Although these bacteria have fewer than 2000 genes, they thrive in bogs, algae-choked lakes, pristine alpine ponds, rivers, estuaries, and reservoirs. To understand how bacteria with so few genes are able to dominate in such a diverse range of environments, we propose to develop genome-editing tools in two easy-to-work-with species of freshwater Actinobacteria.
The work proposed here, and the research that builds on it, will enable scientists working on freshwater carbon cycling, bacterial-algal interactions, heterotrophy, and light capture to identify the genes in freshwater Actinobacteria that contribute to these processes. That work, in turn, will provide experimental data linking genes to ecosystem functions.
Laboratory research on the physiology and metabolism of freshwater clades of Actinobacteria has been hampered by having only a few cultivated species, none with available genome editing tools. To understand how such an apparently homogeneous group of bacteria contributes to nutrient cycling in such a diverse range of ecological settings, we propose to develop systems for targeted and random mutagenesis in Rhodoluna lacicola and Aurantimicrobium sp. strain MWH-Mo1, two easily cultivated, representative species of freshwater Actinobacteria.

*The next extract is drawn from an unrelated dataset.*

PR #2065, opened 2022-10-18
Kafka producers compress messages with `zstd`

christophermaier:
Due to an apparent bug in the Confluent Cloud Terraform provider, it's not possible to create _topics_ with a `compression.type` setting of anything other than `producer`. This essentially means that a topic will honor whatever scheme a received message is compressed with, and won't re-compress it according to its own compression scheme.

As a result, we'll want to ensure that our messages are `zstd`-compressed when they enter our pipeline; if all our topics are configured with `compression.type` set to `producer`, then the `zstd` compression will be preserved throughout the pipeline.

Targeted mutagenesis will enable not just inactivation of specific genes, but also insertion of genes for heterologous expression from the chromosome. Random transposon-based mutagenesis will enable construction of comprehensive mutant libraries that can be screened for fitness under a variety of different environmentally relevant stresses. These tools will catalyze research that connects simple genomes to complex phenotypes, phenotypes to biochemical networks in microbial communities, and microbial community metabolism to ecosystem carbon budgets.
This award reflects NSF's statutory mission and has been deemed worthy of support through evaluation using the Foundation's intellectual merit and broader impacts review criteria.